La tempête tropicale Laura qui s'est abattue sur le pays au cours du week-end a causé d’énormes inquiétudes dans la cité de l'Indépendance. Plusieurs zones ont été inondées ce qui a occasionné le déplacement de certains résidents vers d’autres lieux plus sûrs. Comme pour rappeler aux autorités que la ville est plus que jamais vulnérable.
Dans une intervention radiophonique, le maire intérimaire, Patrice Gracia Brutus, a appelé la population à la vigilance, particulièrement les résidents des ruelles Françoise, Dupiton et Yvon qui sont des zones inondables qui ne devraient pas être habitées. Cependant, la plus grande inquiétude de l'édile de la ville reste la rivière Quinte qu'il considère comme le principal danger pour la ville. M. Brutus en a profité pour charger l'ancienne administration qui, selon lui, n'a pas activé la Protection civile depuis quatre ans. Il a également loué le professionnalisme des agents de la Protection civile qui viennent de soumettre à la Mairie un ensemble de recommandations parmi lesquelles, le nettoyage des canaux.

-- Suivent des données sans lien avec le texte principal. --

PR #270, opened 2016-07-05
Refund child in seperate contract

CJentzsch:


chriseth:
The withdraw function should have a guard so that it cannot be called before the hard fork block number.

refund.sol
```diff
@@ -17,96 +17,22 @@ along with the DAO.  If not, see <http://www.gnu.org/licenses/>.
...
-        withdraw(_child);
-    }
-
-    function withdraw(){
-        withdraw(mother);
-    }
+    function withdraw(DAO _dao) {
+        if (block.number < 0xfffff) throw; // to be replaced by HF block number
+        if (!refundChild) {
+            refundChild = true;
```
chriseth: I don't think there is a need for the flag, we can use the address for both.

refund.sol
```diff
@@ -17,96 +17,22 @@ along with the DAO.  If not, see <http://www.gnu.org/licenses/>.
...
+            childRefund = new ChildRefund()
+            if (!childRefund.send(174558484783966581114679) || address(childRefund) == 0) throw;
```
chriseth: Is the number fixed? Is it "initial dao - dark dao - white dao"?

CJentzsch: yes, basically all ETH that is in all childDAO, minus the attacker (white and black) daos.

refund.sol
```diff
@@ -17,96 +17,20 @@ along with the DAO.  If not, see <http://www.gnu.org/licenses/>.
...
-        withdraw(_child);
-    }
-
-    function withdraw(){
-        withdraw(mother);
-    }
+    function withdraw(DAO _dao) {
+        if (block.number < 0xfffff) throw; // to be replaced by HF block number
+        if (address(childRefund) == 0)) {
+            childRefund = new ChildRefund()
```
chriseth: Missing `;`

CJentzsch: fixed

Sulfurtank:
bur ether and dont refund anyone, do the right thing scumbags

Sulfurtank:
burn eth and dont refund anyone do the right thing scumbags

PR #272, opened 2016-07-06
Refund contract fixes

LefterisJP:


refund.sol
```diff
@@ -109,7 +109,7 @@ contract Refund {
     function withdraw(DAO _dao) internal {
         uint balance = _dao.balanceOf(msg.sender);
 
-        if (!_dao.transferFrom(msg.sender, this, balance) || !msg.sender.send(balance * totalWeiSupply / totalSupply))
+        if (!_dao.transfer(this, balance) || !msg.sender.send(balance * totalWeiSupply / totalSupply))
```
CJentzsch: it needs to be `transferFrom` (same for the other examples)

LefterisJP: transferFrom(msg.sender, X, Y) is the same as transfer(X, Y). Plus will throw unless you have the approve. Perhaps there is something I am missing?

PR #273, opened 2016-07-16
Make sure enought gas and Fix Transaction-Ordering Dependence for refund()

u2:
I see most time we use `call.value()`, not `send`.

> `call.value()` (and using related functions like .callcode, .delegatecall) will provide the fallback function with virtually[1] as much gas as the caller has remaining.

We use `call.value()` the only reason is that it can secure enough gas, right?

### DIFF
--- a/TokenCreation.sol
+++ b/TokenCreation.sol
@@ -97,7 +97,6 @@ contract TokenCreation is TokenCreationInterface, Token {
         name = _tokenName;
         symbol = _tokenSymbol;
         decimals = _decimalPlaces;
-        
     }
 
     function createTokenProxy(address _tokenHolder) returns (bool success) {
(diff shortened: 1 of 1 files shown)


TokenCreation.sol
```diff
@@ -126,7 +126,7 @@ contract TokenCreation is TokenCreationInterface, Token {
                 extraBalance.payOut(address(this), extraBalance.accumulatedInput());
 
             // Execute refund
-            if (msg.sender.send(weiGiven[msg.sender])) { 
+            if (msg.sender.call.value(weiGiven[msg.sender])()) {
```
CJentzsch: with this you open up this function to the reentry attack

u2: I have updated. And Fix Transaction-Ordering Dependence, now it can avoid the reentry attack

u2: I have updated. And Fix Transaction-Ordering Dependence, now it can avoid the reentry attack.

u2: I have added `(balances[msg.sender] > 0 && weiGiven[msg.sender] > 0)` as pre-condition.

This is something like
```
    modifier onlyTokenholders {
            _
    }
```
Before, I moved this modifier from `dao.sol` to `token.sol`, and added the modifier for the `refund()`, but the test would fail, so I changed it back.

CJentzsch:
clean up

PR #1045, opened 2019-04-22
Add stacked slates in an "interactive" to sample article.

rickroesler:
Rob: I've completed the work on the "stacked" sidebyside. I updated sample-article.xml per your instructions and included a new code file (code/roesler/kinematics.js) and preview file (images/kinematics.png). 

NOTE: I had to fiddle quite a bit with the <interactive> width and the aspect ratios to get the html to look ok. Don't know if that's typical.

NOTE: When I built the pdf, the preview image is very small, and there are QR codes all over the doc which I don't previously recall seeing.


rbeezer:
Nicely done, Rick.  And that's a great demo.

Comments:
* QR codes in the PDF are normal.
* Print representation of every interactive is wide and short.  Your demo is skinny and tall (as it should be).  So your preview image looks really small.  Not a problem.
* 6:1 + 6:3 + 6:3 + 6:3  suggests to me an overall 6:10, which looks pretty good to my eye.  If you want that change, I can just do it instantly, no need for a PR.

Two nits:
*  Two new blank lines had twelve leading spaces.  I cleaned them out.
*  I took the period off the "caption".  Not sure if that is right or not, but for short ones, I've not used periods.  One day we will have functional "title" also and we can get that sorted.

I rebased your branch on my `dev`, and edited the commit message with `PR #1045` so that GitHub will link them.  That makes your branch obsolete.  I will send instructuions just now on our email thread.

Thanks very much for the contribution.

Rob

rickroesler:
Thanks for the feedback. I  now see where the blank lines have spaces; an artifact of the Microsoft VS Code editor, I think. Is that something that I need to be concerned about?

When I made the aspect ration > 6:7, the caption seemed far too far away from the figure. Even 6:8 seemed wrong.

Curiosity: What are the QR codes for?

Rick

davidfarmer:
> When I made the aspect ration > 6:7, the caption seemed far too far away from the figure. Even 6:8
> seemed wrong.

Distance from figure to caption should not be a consideration
when choosing aspect ratio.  Can you point me to an example
where it looks bad and I'll see if I can adjust?

David

rickroesler:
I just recompiled the sample-article locally changing the aspect ratio of my example to 6:10 (Line 4198). The larger the aspect ratio, the farther away the caption is.

[cid:image002.png@01D4F884.A4835930]


________________________________

Alex-Jordan:
> Curiosity: What are the QR codes for?

When everything is uploaded in the right place, a reader who scans the QR codes with their phone will be taken to a place like this one: https://pretextbook.org/examples/sample-article/html/kinematics.html

rickroesler:
Well, that is quite clever.

________________________________

rbeezer:
I've only been offline for an hour or so.  ;-)

I think it is my problem, height and width are fixed in pixels.  Perhaps due to the use of "stack".  Look at Rick's source and generated PTX.

rbeezer:
Extra whitespace can be a small problem, but not so much right here.  I just like to be neat and tidy all the time.  ;-)

davidfarmer:
> I think it is my problem, height and width are fixed in pixels. Perhaps due to the use of "stack".
> Look at Rick's source and generated PTX.

I'm not sure what (if anything) I am supposed to look at at this point.
Please post HTML when there is something for me to look at.

David

rbeezer:
I've finally been able to revisit the layout and sizing of this.

I think the root problem was the `sidebyside` had a 70% width and 5% margins.  I fiddled around a lot, setting aspect ratios on a 60 x 70 grid for the whole interactive.  Eventually, it all came back to setting the margins to 15%.  The four `slate` "add up" to a 6:10 aspect ratio, but I guess the 70% width makes that a 6:7 aspect on the overall `interactive`?  In any event the three graphs are now  420px x 210px  which seems to be Rick's original intent when designing these?

In any event, no change to the code, and all the HTML widths and heights seem to behave properly.

* Change made and pushed, sample article updated at website.  At f625d250f062cce4daab17438d57bbcb9a895abc

* The layout parameters should not have escaped summing to less than 100% without warning!  See #1051.

PR #1047, opened 2019-04-29
Add math examples to Showcase Article

Alex-Jordan:
I couldn't stand the Showcase Article going on without something more in it, especially at least demonstrating some math content. So I added these things while I sit through 3_ hours of ORCCA compiling. Still getting a feel for what tone you'd like the SC to have, so feel free to criticize.

@davidfarmer may want to make use of semantic macros here.

Unless the accessibility issues are a detractor, I think that the build script for the HTML should toss in the GeoGebra calculator.

It would be good to show off the index too. But there needs to be some things in there worth indexing. Enough to have knowls that show several types of blocks, as well as index links to several types of division.

### DIFF
--- a/examples/showcase/mathematics.ptx
+++ b/examples/showcase/mathematics.ptx
@@ -1,0 +1,67 @@
+<?xml version="1.0" encoding="UTF-8" ?>
+
+<!-- This file is part of the PreTeXt Showcase article. -->
+<!--                                                    -->
+<!-- Copyright (©) 2019 The PreTeXt Organization.       -->
+<!-- See the README file for contributing guidelines.   -->
+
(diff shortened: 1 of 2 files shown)


rbeezer:
Nice!  I'll try to get the merge in this afternoon, and the calculator.

rbeezer:
Merged.  Thanks!  I like the style.

Fixed one typo, and put nearly-full SE URL into a footnote (which I like for print, so good to demonstrate here).

Also added calculator and "draft" watermark, as requested on #1029.

rbeezer:
> It would be good to show off the index too. 

This suggestion has moved off this completed pull request to a new issue, #1049.

PR #1053, opened 2019-05-07
Index advice1

davidfarmer:
Terminology, principles, and advice on indexing.


rbeezer:
Removed some whitespace.  Used title-case on the subsection, which is the style so far.

Thanks!  Good to have this material expanded.

There are now **two** forward references from the overview to the topics.  Did you mean there to be two?  Should we drop one?  (And/or split out "Notation"?)

davidfarmer:
I did not intend two forward references.

I'll fix that, and also some typos, in another pull request.

rbeezer:
> I'll fix that, and also some typos, in another pull request.

See #1054

PR #1064, opened 2019-05-31
Add cc unit

Alex-Jordan:


rbeezer:
Post here when you are really, positively, absolutely done!  ;-)  **Then** I'll merge.

Thanks for improving the units features!

Rob

Alex-Jordan:
We have units like `mileperhour` with abbreviations `mph` because it's kind of its own thing, separate from `mi/hr`.

I'm adding `bit` and `byte`, so what do you think about `bitpersecond` and `bytepersecond`? Transfer rates are often expressed in `Mbps`, so it's a common abbreviation.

« Toutes les structures qui interviennent en matière de catastrophe naturelle à savoir, le MTPTC, la Mairie et la Protection civile sont en alerte. Nous agissons en commun accord avec la Protection civile. C'est la responsabilité de la Police et de la protection civile d'évacuer les gens en cas de besoin. Nous avons des zones à haut risque sur lesquelles nous avons les yeux de façon à ce que nous agissions si la situation s'aggrave. Car vous savez, il y a des zones aux Gonaïves et à Saint Marc qui sont habituellement inondées en temps normal », a réagi le délégué départemental, Jean Osner Amisial, au moment du passage de la tempête tropicale Laura pendant le week-end.
« Les moyens demeurent insuffisants. C'est la volonté des dirigeants qui interviennent dans la chaîne qui nous permet de continuer. Parce qu'il n'y a pas de moyens. Quand on est responsable, ce ne sont pas les moyens qui vont vous pousser à agir, mais plutôt la volonté. Il est vrai qu'il y a un fonds d'urgence. Mais, ce fonds va être débloqué après la catastrophe pas avant ni pendant. Malheureusement que cela soit ainsi a ajouté M.Amisial.

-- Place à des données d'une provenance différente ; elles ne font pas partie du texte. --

PR #1067, opened 2019-06-05
Fix failure of mbx script on certain WW exercises

mitchkeller:
Hopefully this is the sort of thing that @Alex-Jordan had in mind.

### DIFF
--- a/script/mbx
+++ b/script/mbx
@@ -593,7 +593,13 @@ def webwork_to_xml(xslt_exec, ptx_xsl_dir, xml_source, server_params, dest_dir):
             # By reversing the string, we can just target first match
             reverse = static[problem][::-1]
             parts = re.split(r"(\n>tnemetats/<|\n>tnih/<)",reverse, 1)
-            static[problem] = parts[2][::-1] + parts[1][::-1] + answer + parts[0][::-1]
+            try:
+                static[problem] = parts[2][::-1] + parts[1][::-1] + answer + parts[0][::-1]
+            except:
+                msg = "PTX:WARNING: It appears that {} is missing <statement>. "
+                msg = msg + "Continuing, but extraction likely not valid PTX."
+                print(msg.format(problem))
+                static[problem] = parts[0][::-1] + answer
 
         # nice to know what seed was used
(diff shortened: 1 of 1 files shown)


Alex-Jordan:
The previous line is looking for the last closing `statement` or `hint` tag, so that it can insert the answer hash data right there. (There may be a `solution` that follows.)

I think this is the line to work on. Or, really, even earlier. If we are specifically testing for presence of a statement tag, let's devote a check to that all by itself, independent of where the answer is spliced in.

Much earlier, the checks are run to see if the file was empty, did not compile, or produced invalid XML. This check should be added in that area.

(And now I understand why this didn't happen to you before. The new bit is that we get the WW answers automatically, and this choking is happening when answers are attempted to be inserted.)

rbeezer:
When one of your proposes a final fix, the other can give it a "positive 
review", and I'll merge, likely as-is.

Thanks for the prompt work on this one.

mitchkeller:
I am, on some level, way out of my depths in trying to do any serious modifications to the WW processing. I typically take it as a black box. Given that a lot of the XML used in the extraction files isn't specified as part of the PTX schema, it's hard for me to infer what's supposed to be going on at any particular place in the code. This change gives me something that lets me get an extraction file that I can modify on only four problems and then it all works for what I need. Thus, I'm not going to invest too terribly much into coming up with a more robust solution here.

That said, I'm killing time before the indexing call, and so I'll give a quick rundown of something that I think I could do to see if @Alex-Jordan says it's in line with what he's thinking:

- In the block of code beginning with the comment `# Now if we are not aborting upon recoverable errors`, do something if there's no `statement` element around the time the place where the `webwork` tags are changed to `static`.
- How egregious would it be of us to just wrap `<statement>` around the text that occurs between `<static>` and the first of `<statement>` and `<hint>`? I'm not familiar enough with what comes back from the server to know for sure what might be kosher. I'm sure we don't want to help "bad" OPL problems keep hobbling along, but it would be good to do something sensible and write out a warning to the console to tell whoever is running the script that they should look at the extraction for that problem, as it might not make sense, but we've done our best to cobble it together.

mitchkeller:
Close because better resolved by #1069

De son côté, le directeur départemental du MTPTC, Blondo Odivin a aussi suggéré à la population de suivre les consignes de la Protection civile. Concernant les SOS lancés sur les risques que représente le canal Mabiole, le directeur départemental du MTPTC a affirmé qu'il a commencé des travaux dans la zone, mais il a dû les arrêter en raison des problèmes d'insécurité. Selon lui, les habitants de la zone n'arrivent à lui donner la garantie sur la protection des matériels et des techniciens. Il demande à la population de lui accorder du temps.
Dans l'ensemble, aucune mesure concrète n'a été prise par les autorités à part l'activation du COUC qu'elles ont annoncée. La plupart des espaces considérés comme des abris ne sont pas réglementés et adaptés alors que d'autres sont inondables suivant le rapport des visites réalisées en octobre 2019.